(Source material begins)

PR #3911, opened 2023-08-11
Fix progress functionality for recursive merges

acwhite211:
Fix error so that the total is updated during a recursive merge

### DIFF
--- a/specifyweb/frontend/js_src/lib/components/Merging/Status.tsx
+++ b/specifyweb/frontend/js_src/lib/components/Merging/Status.tsx
@@ -12,6 +12,7 @@ import { Label } from '../Atoms/Form';
 import { Progress } from '../Atoms';
 import { commonText } from '../../localization/common';
 import { icons } from '../Atoms/Icons';
+import { dialogIcons } from '../Atoms/Icons';
 
 const statusLocalization = {
   FAILED: mergingText.mergeFailed(),
@@ -96,13 +97,11 @@ export function Status({
       header={statusLocalization[state.status]}
       onClose={undefined}
       icon={
-        state.status === 'PENDING' ? (
-          icons.cog
-        ) : state.status === 'MERGING' ? (
-          <span className="text-red-500">{icons.exclamationCircle}</span>
-        ) : (
-          <span className="text-green-500">{icons.checkCircle}</span>
-        )
+        state.status === 'PENDING'
+          ? icons.cog
+          : state.status === 'MERGING'
+          ? dialogIcons.error
+          : dialogIcons.success
       }
     >
       <Label.Block aria-atomic aria-live="polite" className="gap-2">
--- a/specifyweb/frontend/js_src/lib/components/Merging/Status.tsx
+++ b/specifyweb/frontend/js_src/lib/components/Merging/Status.tsx
@@ -12,6 +12,7 @@ import { Label } from '../Atoms/Form';
 import { Progress } from '../Atoms';
 import { RemainingLoadingTime } from '../WorkBench/RemainingLoadingTime';
 import { commonText } from '../../localization/common';
+import { data } from 'jquery';
 
 const statusLocalization = {
   FAILED: mergingText.mergeFailed(),
@@ -66,6 +67,15 @@ export function Status({
 
   const loading = React.useContext(LoadingContext);
 
+  const percentage = Math.round((state.current / state.total) * 100);
+  console.log(
+    state.total,
+    state.current,
+    state.current / state.total,
+    (state.current / state.total) * 100,
+    percentage
+  );
+
   return (
     <Dialog
       buttons={
@@ -99,10 +109,7 @@ export function Status({
           {state.status === 'MERGING' && (
             <>
               <Progress max={state.total} value={state.current} />
-              <RemainingLoadingTime
-                current={state.current}
-                total={state.total}
-              />
+              <p>{percentage}%</p>
             </>
           )}
         </div>
--- a/specifyweb/frontend/js_src/lib/components/Merging/Status.tsx
+++ b/specifyweb/frontend/js_src/lib/components/Merging/Status.tsx
@@ -143,9 +143,7 @@ export function Status({
         </div>
       </Label.Block>
       {state.status === 'FAILED' ? (
-        <>
-          <p>{mergingText.mergingWentWrong()}</p>
-        </>
+        <p>{mergingText.mergingWentWrong()}</p>
       ) : null}
     </Dialog>
   );
--- a/specifyweb/frontend/js_src/lib/components/Merging/Status.tsx
+++ b/specifyweb/frontend/js_src/lib/components/Merging/Status.tsx
@@ -115,9 +115,7 @@ export function Status({
             {commonText.cancel()}
           </Button.Danger>
         ) : (
-          <Button.Danger onClick={handleClose}>
-            {commonText.close()}
-          </Button.Danger>
+          <Button.Info onClick={handleClose}>{commonText.close()}</Button.Info>
         )
       }
       className={{ container: dialogClassNames.narrowContainer }}
--- a/specifyweb/frontend/js_src/lib/components/Merging/Status.tsx
+++ b/specifyweb/frontend/js_src/lib/components/Merging/Status.tsx
@@ -71,9 +71,9 @@ export function Status({
     <Dialog
       buttons={
         state.status === 'SUCCESS' ? (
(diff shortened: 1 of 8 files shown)


CarolineDenis (approved):

carlosmbe (changes requested):
It works better than before. No longer negative. However, time remaining only escalates as time goes on. Here is a small snippet 

https://github.com/specify/specify7/assets/53784701/c541277d-5ab4-4ddd-9c5c-0a1c388ac849

specifyweb/frontend/js_src/lib/components/Merging/Status.tsx
```diff
@@ -99,10 +100,7 @@ export function Status({
           {state.status === 'MERGING' && (
             <>
               <Progress max={state.total} value={state.current} />
-              <RemainingLoadingTime
-                current={state.current}
-                total={state.total}
-              />
+              <p>{percentage}%</p>
```
maxxxxxdlp, line 103: hmm, I don't like this change.
the video Carlos sent looked like a bug - if so, it needs to be fixed rather than the feature removed

CarolineDenis: Changing the remaining time by a percentage is what as been decided during the Sp meeting with the all team

carlosmbe (changes requested):
Nicely done.

Just a few aesthetic related things. Wouldn't call them road blocks. I lean towards polish. 

Firstly, change the highest number from 100% to 99% As right now it pauses for a moment when at 100. I believe having it stop at 99% would be ideal as the user can assume that it hit 100% when the merge success message shows up.

Secondly, can we change the red exclamation mark on top to something else. The tester deep inside me senses danger when they see a big red !!!!!

Also, at `Merge Successful`, we should make the close button Green not red.

Thanks for the work. 

https://github.com/specify/specify7/assets/53784701/d274ae38-30fb-4529-92cb-c0ee5767fa10

CarolineDenis:
> Nicely done.
> 
> Just a few aesthetic related things. Wouldn't call them road blocks. I lean towards polish.
> 
> Firstly, change the highest number from 100% to 99% As right now it pauses for a moment when at 100. I believe having it stop at 99% would be ideal as the user can assume that it hit 100% when the merge success message shows up.
> 
> Secondly, can we change the red exclamation mark on top to something else. The tester deep inside me senses danger when they see a big red !!!!!
> 
> Also, at `Merge Successful`, we should make the close button Green not red.
> 
> Thanks for the work.
> 
>  Screen.Recording.2023-08-18.at.11.01.38.AM.mp4

For: > Secondly, can we change the red exclamation mark on top to something else. The tester deep inside me senses danger when they see a big red !!!!!
@carlosmbe, any suggestion?

specifyweb/frontend/js_src/lib/components/Merging/Status.tsx
melton-jason: The thought process behind the change is that the time remaining is often sporadic by nature when it comes to merging. 
 The current and total in the requests have a tendency to "jump around" a lot. More specifically, whenever the merging process needs to merge records recursively, the 'total' will need to be updated to reflect the number of added columns, which may cause the `time remaining` function to fluctuate. 

The thought process was that using a percentage "handles" the visual turbulence better from a user standpoint, since it is not _heavily_ changing the progress UI based on a drastic change in the current and total. 
In other words, a percentage is hopefully smoother. 
(Not my own personal thoughts here, just what I picked up as the reasoning behind the change)

> the video Carlos sent looked like a bug - if so, it needs to be fixed rather than the feature removed

While it may be tricky to have the time remaining function handle results like how it might get them form agent merging, I agree this is a bug and should probably be looked into/fixed

specifyweb/frontend/js_src/lib/components/Merging/Status.tsx
```diff
@@ -94,6 +95,15 @@ export function Status({
       dimensionsKey="merging-progress"
       header={statusLocalization[state.status]}
       onClose={undefined}
+      icon={
+        state.status === 'PENDING' ? (
+          icons.cog
+        ) : state.status === 'MERGING' ? (
+          <span className="text-red-500">{icons.exclamationCircle}</span>
+        ) : (
+          <span className="text-green-500">{icons.checkCircle}</span>
```
melton-jason, line 104: Not the biggest fan of hardcoding the colors here. There are considerations with light/dark mode, and accessibility concerns to those that are color blind. 
If the colors are important, can you use a `dialogIcon` then, to stay consistent with the rest of Specify?
https://github.com/specify/specify7/blob/2a259ca22b439ba71b9313705cb2a253ac8edd6e/specifyweb/frontend/js_src/lib/components/Atoms/Icons.tsx#L111-L124

melton-jason (changes requested):

specifyweb/frontend/js_src/lib/components/Merging/Status.tsx
maxxxxxdlp: makes sense.

this is why the progress bars in any software with good UX are mostly fake.
they just gradually move across, and get slower the closer they reach to the end, and get faster the more actual progress is completed - until finally when everything is actually complete, instead of disappearing right away (which would break the illusion), the scroll bar reaches the end in a span of 1-2 seconds - giving immense satisfaction to the user

macOS update progress bar might be the best example of this
though, windows have also gotten much better with their progress bars since windows xp days

specifyweb/frontend/js_src/lib/components/Merging/Status.tsx
maxxxxxdlp: @melton-jason great suggestion!

the only thing I can say in defense is that the `-500` colors are the only colors that work fine both in light and dark mode (though fine does not mean ideal)

melton-jason (approved):

carlosmbe (approved):

specifyweb/frontend/js_src/lib/components/Merging/Status.tsx
```diff
@@ -40,13 +43,18 @@ export function Status({
...
         // eslint-disable-next-line @typescript-eslint/naming-convention
         headers: { Accept: 'application/json' },
       })
         .then(
           ({
-            data: { taskstatus: taskStatus, taskprogress: taskProgress },
+            data: {
+              taskstatus: taskStatus,
+              taskprogress: taskProgress,
+              response: response,
```
maxxxxxdlp, line 56:
```suggestion
              response,
```

specifyweb/specify/views.py
```diff
@@ -965,7 +966,8 @@ def merging_status(request, merge_id: int) -> http.HttpResponse:
     status = {
         'taskstatus': task_status,
         'taskprogress': task_progress,
-        'taskid': merge_id
+        'taskid': merge_id,
+        'response': merge.response
```
maxxxxxdlp, line 970: (optional) does `response` always contain either error message or null? in such case, consider renaming it

maxxxxxdlp (approved):

specifyweb/specify/views.py
CarolineDenis: it's either a string or an empty string

bronwyncombs (approved):
Functioning well thank you

https://github.com/specify/specify7/assets/135047322/c6e4d570-868a-4150-a941-5dc7ed98ba85

specifyweb/frontend/js_src/lib/components/Merging/Status.tsx
```diff
@@ -67,10 +78,29 @@ export function Status({
...
     <Dialog
       buttons={
-        state.status === 'MERGING' ? (
+        state.status === 'FAILED' ? (
+          <>
+            <Button.Info
+              onClick={(): void =>
+                void downloadFile(
+                  `Merging ${mergingId} Crash Report - ${new Date().toJSON()}.txt`,
+                  responseError
```
maxxxxxdlp, line 92: (optional) replace `responseError` with `produceStackTrace(responseError)` so that the file you would receive from the user contains much more useful information (including, which records the user was trying to merge)

maxxxxxdlp (approved):

specifyweb/specify/views.py
maxxxxxdlp: well, and when it's a string, it is an error string, right?
so wouldn't `errorMessage` be more appropriate?

also, try to not use empty strings in API responses - it should be explicitly `null` or the error message.

melton-jason (approved):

(Source material ends)

### Directions
All lines of the material that contain the word "tester" should be listed.

### Written reply
Secondly, can we change the red exclamation mark on top to something else. The tester deep inside me senses danger when they see a big red !!!!!
> Secondly, can we change the red exclamation mark on top to something else. The tester deep inside me senses danger when they see a big red !!!!!
For: > Secondly, can we change the red exclamation mark on top to something else. The tester deep inside me senses danger when they see a big red !!!!!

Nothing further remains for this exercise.